As Californians limit their daily activities to slow the spread of the coronavirus, the state economy is poised to take a major hit. The pandemic is increasing the need for some goods and services (such as health care) and reducing demand for others (such as travel- and entertainment-related services), so the near-term economic consequences are more serious in some sectors than in others. Moreover, these consequences could exacerbate the unevenness of economic conditions and opportunities across regions.
Initially, the largest downturns are likely to occur in sectors that rely on the movement of people and nonessential goods. Recent forecasts have identified several “at risk” sectors: accommodations and food service; arts, entertainment, and recreation; administrative and support services, especially employment services; mining and oil/gas extraction; transportation and warehousing; and agriculture (UCLA Anderson and Moody’s Analytics). Shocks in these industries will be driven by reduced local demand, as well as slowing of trade in and out of California’s ports (especially relevant for the transportation and warehousing and agriculture sectors).
These sectors—excluding agriculture—comprise 10% of the state GDP and employ 3.9 million workers. Unemployment insurance claims data is starting to show the impact on workers, but it will be a while before we get detailed data for all California workers (including those who do not apply for unemployment insurance).
We can, however, learn a lot about the pandemic’s impact on workers, sectors, and regions from recent employment statistics. Employment in these sectors makes up more than a fifth of overall non-farm employment in both California (22%) and the nation as a whole (21%).
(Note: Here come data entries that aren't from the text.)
PR #641, opened 2022-11-07
Removing doc requirements from bors

ryan-summers:
There's an issue with Rust where docs included in example code are not compiled in to `miniconf`. We can't fix this issue without fixing some of the core libs. As such, ignore doc requirements from Bors for now.


jordens (approved):

ryan-summers:
bors r=jordens

Issue #647, opened 2022-11-11
Peripheral clock seems to be off.


nkrackow:
While migrating to the HAL V13.1 I expected the program to panic because the HAL now [checks that the internal ADC core clock is not above 80 MHz in out case](https://github.com/stm32-rs/stm32h7xx-hal/blob/master/src/adc.rs#L578-L583).
[Point in the datasheet](https://www.st.com/resource/en/reference_manual/dm00314099-stm32h742-stm32h743-753-and-stm32h750-value-line-advanced-arm-based-32-bit-mcus-stmicroelectronics.pdf#page=353).

https://github.com/quartiq/stabilizer/blob/3562cdc377093fbfabdef91c47467ef83d024654/src/hardware/setup.rs#L278
Using a debug print in the HAL adc setup code I determined that the ADC core and therefore `per_ck` is clocked at 64 MHz and not at 100 MHz as the line above suggests.
Is this plausible with other peripherals or am I missing something?

jordens:
Maybe its just integer divider and rounding.

nkrackow:
Ok, so not a problem? I thought because it's some `TIMER_FREQUENCY` it might matter that it's actually that value.

jordens:
Not sure. The timer tick is (also) set at 
https://github.com/quartiq/stabilizer/blob/3562cdc377093fbfabdef91c47467ef83d024654/src/hardware/setup.rs#L324
and other places. I don't know off hand what clock the timers are clocked by.

Should definitely be checked and either fixed or commented.
That said I was also not entirely convinced I understood the internal ADC clocking frequencies and constraints.

PR #650, opened 2022-11-17
[NFC] clarify per_ck

nkrackow:
closes https://github.com/quartiq/stabilizer/issues/647

### DIFF
--- a/src/hardware/setup.rs
+++ b/src/hardware/setup.rs
@@ -275,7 +275,7 @@ pub fn setup(
         .use_hse(8.MHz())
         .sysclk(design_parameters::SYSCLK.convert())
         .hclk(200.MHz())
-        .per_ck(64.MHz()) // 64 MHz HSI clk selected per default (this setting changes nothing)
+        .per_ck(64.MHz()) // fixed frequency HSI, only used for internal ADC. This is not the "peripheral" clock for timers and others.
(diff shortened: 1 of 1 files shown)


src/hardware/setup.rs
```diff
@@ -275,7 +275,7 @@ pub fn setup(
         .use_hse(8.MHz())
         .sysclk(design_parameters::SYSCLK.convert())
         .hclk(200.MHz())
-        .per_ck(design_parameters::TIMER_FREQUENCY.convert())
+        .per_ck(64.MHz()) // 64 MHz HSI clk selected per default (this setting changes nothing)
```
jordens, line 278:
```suggestion
        .per_ck(64.MHz()) // HSI, only used for internal ADC. This is not the "peripheral" clock for timers and others.
```

jordens (changes requested):

src/hardware/setup.rs
ryan-summers: Technically speaking, the `per_ck` _can_ be the peripheral "kernel" clock for some peripherals (i.e. SPI), but we don't use it as that: 
image

jordens: Yes. As the comment says, it is only used for ADC and not for anything else.

ryan-summers (approved):

PR #666, opened 2022-12-29
Nk/driver output sense

nkrackow:
This PR implements proper output current/voltage sensing as well as some fixes for the DAC like offsetting by one LSB for a current source `ChannelVariant`. 
(I will fix the docs in a separate PR)


src/hardware/driver/dac.rs
```diff
@@ -180,24 +187,28 @@ where
...
-                | CONFIG1::LDACMODE::ASYNC, // set to use SPI SYNC
+            | CONFIG1::DSDO::ENABLED // set to retain default
+            | CONFIG1::FSET::ENABLED // set to retain default
+            | CONFIG1::LDACMODE::ASYNC, // set to use SPI SYNC
         );
         // perform calibration
         // don't try to calibrate without driver because it will wait forever
         // dac.calibrate(delay);
-
+        delay.delay_us(200);
```
nkrackow, line 202: I have found a delay of more than 10 us necessary here, otherwise the current setting in the next line does not work. The delay after the reset does not have an effect (even though its probaply better to give it some time after a reset) so it must be specifically after writing the CONFIG1 reg. I couldn't find this in the datasheet.. Everywhere else >100 ns delays are enough between writes as per datasheet.

jordens: Probably a good idea to check the ALARM bit. It may well indicate that the DAC isn't ready yet.

src/hardware/driver/internal_adc.rs
```diff
@@ -1,16 +1,19 @@
...
     gpio::{gpiof::*, Analog},
-    stm32::{ADC1, ADC3},
+    stm32::{ADC1, ADC2, ADC3},
 };
 
 const V_REF: f32 = 2.048; // ADC reference voltage
-const R_SENSE: f32 = 0.1; // Driver output current sense resistor (Will maybe be something else on HW)
+
+// See schematic "diagnostics" sheet. Output voltage sense.
+const V_OFFSET: f32 = 1.; // divider/shifter opamp offset
```
jordens, line 12: Units? For all constants.

src/hardware/driver/mod.rs
```diff
@@ -51,7 +50,7 @@ impl ChannelVariant {
     const R_OUT_LN: f32 = 40.0; // Low noise side output resistor
     const R_OUT_HP: f32 = 0.068; // High power side output resistor
     const DIVIDER_HP: f32 = 1. / 41.; // High power side DAC output divider ratio
-    fn transimpedance(&self) -> f32 {
+    fn scale(&self) -> f32 {
```
jordens, line 53: Scale for what? Transimpedance of what? What's the difference? Please document and find unambiguous names.

src/hardware/driver/mod.rs
```diff
@@ -51,7 +50,7 @@ impl ChannelVariant {
     const R_OUT_LN: f32 = 40.0; // Low noise side output resistor
     const R_OUT_HP: f32 = 0.068; // High power side output resistor
     const DIVIDER_HP: f32 = 1. / 41.; // High power side DAC output divider ratio
```
jordens, line 52: Please ref the schematics and stick to the names. This is the "follower" right? So maybe "GAIN_FOLLOWER_HP"

src/hardware/driver/mod.rs
```diff
@@ -51,7 +50,7 @@ impl ChannelVariant {
     const R_OUT_LN: f32 = 40.0; // Low noise side output resistor
     const R_OUT_HP: f32 = 0.068; // High power side output resistor
```
jordens, line 51: Clear names, e.g. "R_SHUNT_LN". And always document units.
What does the "OUT" mean?

src/hardware/driver/internal_adc.rs
```diff
@@ -76,8 +85,8 @@ impl InternalAdc {
                 self.output_current.1.read_normalized().unwrap()
             }
         };
-        const SCALE: f32 = V_REF / R_SENSE; // Current sense scale       ToDo
-        const OFFSET: f32 = 0.0; // Current sense offset         ToDo
-        (ratio + OFFSET) * SCALE
+        let scale =
+            V_REF * I_SCALE / self.variant[ch as usize].transimpedance(); // current sense scale
```
jordens, line 89: Invert the function return to avoid the division.
And push `V_REF*I_SCALE` into the (single-use) method.

jordens (changes requested):

src/hardware/driver/dac.rs
nkrackow: Yes, that is what is done in 'calibration()' once we have fixed the DAC readback in HW.

jordens: Sure. I'd just keep track of it.

src/hardware/driver/internal_adc.rs
nkrackow: I would leave those constants here since they have to do with the ADC and current sensing. At least I will surely forget that the ADC reference voltage is to be found in the `ChannelVariant`.

src/hardware/driver/internal_adc.rs
nkrackow: I have commented the units now. Or did you mean I should be using a unit wrapper for the float value?

src/hardware/driver/internal_adc.rs
jordens: Ok. But do invert the method. `current_sense_{transconductance,scale,gain}()` maybe.

src/hardware/driver/internal_adc.rs
jordens: No. Just spell out the (hopefully SI) units in the comments.

src/hardware/driver/internal_adc.rs
nkrackow: its `current_sense_admittance` now

src/hardware/driver/internal_adc.rs
nkrackow: Yes, all SI

jordens (approved):

Issue #655, opened 2022-11-30
move the alarm topic somewhere else or reduce traffic


jordens:
As it's a really high rate topic, as part of settings it dominates all traffic there.
Move it elsewhere, either into a separate MQTT client use a will to have the broker handle the timeout.

jordens:
what about the will idea?

PR #681, opened 2023-02-20
Nk/driver alarm mqtt client

nkrackow:
Refactor of the MQTT alarm. Now there is another minimq client in the network stack that only subscribes to the `alarm` topic, separated from settings and telemetry. The alarm settings like timeout and reset are still there.
Addresses https://github.com/quartiq/stabilizer/issues/655


nkrackow:
Unf. I had to touch the lockin and dual-iir mains like this but I still think this is cleaner than the hack with the settings path before.

nkrackow:
ai-artiq-py is updated for this and thermostat doesn't need changes

src/net/alarm.rs
```diff
@@ -0,0 +1,183 @@
+use heapless::String;
+use miniconf::embedded_time;
+use minimq::embedded_nal::{IpAddr, TcpClientStack};
+
+use fugit::ExtU64;
+use miniconf::Miniconf;
+use serde::{Deserialize, Serialize};
+
+const TRUE: &[u8] = &[116, 114, 117, 101]; // "true" in raw bytes
```
jordens, line 9: `b"true"`?
And you use it exactly once. So inline it.

src/net/alarm.rs
```diff
@@ -0,0 +1,183 @@
...
+const FALSE: &[u8] = &[102, 97, 108, 115, 101]; // "false" in raw bytes
+
+#[derive(Clone, Copy, Debug, Miniconf, Serialize, Deserialize)]
+/// Driver alarm functionality
```
jordens, line 13: This isn't driver anymore. You'll need to make the docs generic.

src/net/alarm.rs
```diff
@@ -0,0 +1,183 @@
...
+///
+/// Driver features an alarm to ensure safe co-operation with other devices.
+/// The alarm is implemented via MQTT as a separate topic besides settings and telemetry.
+/// Publish "false" onto the alarm topic to indicate valid operating conditions. This renews the alarm timeout.
+/// Publishing "true" or failing to publish "false" for [`Self::timeout`] trips the alarm.
+/// In the case of Driver this will trip the [super::LaserInterlock].
+/// After the alarm is tripped, it has to be [rearm](Self::rearm())ed.
+/// For Driver this will happen when the [super::LaserInterlock] is cleared.
+pub struct AlarmSettings {
```
jordens, line 22: Just `Settings`. No need to prefix things with `Alarm`.

src/net/alarm.rs
```diff
@@ -0,0 +1,183 @@
...
+    pub fn update(
+        &mut self,
+    ) -> Result<Option<bool>, minimq::Error<Stack::Error>> {
+        if !self.mqtt.client().is_connected() {
+            // reset subscription if client disconnects
+            self.subscribed = false;
+        }
+        if !self.subscribed && self.mqtt.client().is_connected() {
+            self.subscribed = true;
+            log::info!("Alarm subscribed to {:?}", self.prefix);
```
jordens, line 165: Move this below the `subscribe()`.

src/net/alarm.rs
```diff
@@ -0,0 +1,183 @@
...
+            self.mqtt
+                .client()
+                .subscribe(&[(self.prefix.as_str()).into()], &[])
+                .map(|_| None) // return None if we just subscribed
+        } else {
+            self.mqtt
+                .poll(|_client, _topic, message, _properties| match message {
```
jordens, line 172: I think you can https://docs.rs/serde-json-core/latest/serde_json_core/fn.from_slice.html# this right away. No need to do it yourself.

src/net/alarm.rs
```diff
@@ -0,0 +1,183 @@
...
+            None
+        }
+    }
+}
+
+/// Stabilizer mqtt alarm listener.
+pub struct Alarm<
+    Stack,
+    Clock,
+    const MESSAGE_SIZE: usize,
```
jordens, line 114: Why not just 5 fixed?

jordens (commented):
couple nits. otherwise ok.
We'll want to overhaul the network users interface to reduce the coupling between different apps.

src/net/alarm.rs
```diff
@@ -161,17 +155,19 @@ where
...
+            log::info!("Alarm subscribed to {:?}", self.prefix);
+            result
         } else {
             self.mqtt
-                .poll(|_client, _topic, message, _properties| match message {
-                    TRUE => Some(true),
-                    FALSE => Some(false),
+                .poll(|_client, _topic, message, _properties| match from_slice(message) {
+                    Ok((true, 4)) => Some(true),
+                    Ok((false, 5)) => Some(false),
```
jordens, line 170:
```suggestion
                    Ok((b, _)) => Some(b),
```

And then clippy might be even wiser.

The workforce in these industries is not just large; it also comprises a wide range of occupations (for example, pilots as well as baggage handlers in the transportation industry; hotel managers as well as cleaning staff in the accommodation industry). At this point, we cannot predict exactly how the COVID-19 crisis will affect these workers. But reduced hours and layoffs are highly likely, and the workers least able to weather the storm are those who already struggle with poverty.
Overall, we estimate that 19% of Californians employed in these industries are working poor and another 22% are just above the poverty line (“near poor”). The poverty rate among workers in the accommodation and food service sector is 24%. This sector, which is being hit hard by reduced tourism and dining out, is the largest of those expected to experience the most immediate economic consequences.
Because California’s industries are not evenly distributed, the initial impact on economic activity and on workers will likely vary across the state. Among major metro areas, Los Angeles, Anaheim–Santa Ana–Irvine, Stockton, and Riverside–San Bernardino have larger shares of jobs (ranging from 22% to 28%) in at-risk sectors than the state as a whole.
As one might imagine, these areas differ from one another in many ways. While Stockton has a relatively large share of employment in transportation and warehousing, Anaheim–Santa Ana–Irvine has a large share in accommodation and food services. Not surprisingly, given its population, the Los Angeles metro area has by far the largest number of workers in at-risk sectors: 1,043,000. Riverside and Anaheim follow with 433,000 and 417,000, respectively.
The longer-term economic impact of the coronavirus on these and other sectors will depend on how long the crisis lasts. Policy responses can play a critical role in mitigating the economic damage. State and federal leaders face the challenge of helping businesses weather the crisis and rebound quickly, while also addressing the tangible needs of workers who may be losing income, especially those who are already in or near poverty.
A host of economic interventions—many of which aim to help dislocated workers—have already been announced, and more will be implemented as the economic consequences of this pandemic become clearer. As they develop these interventions, policymakers will want to take into account industries and workers across all of California’s regions.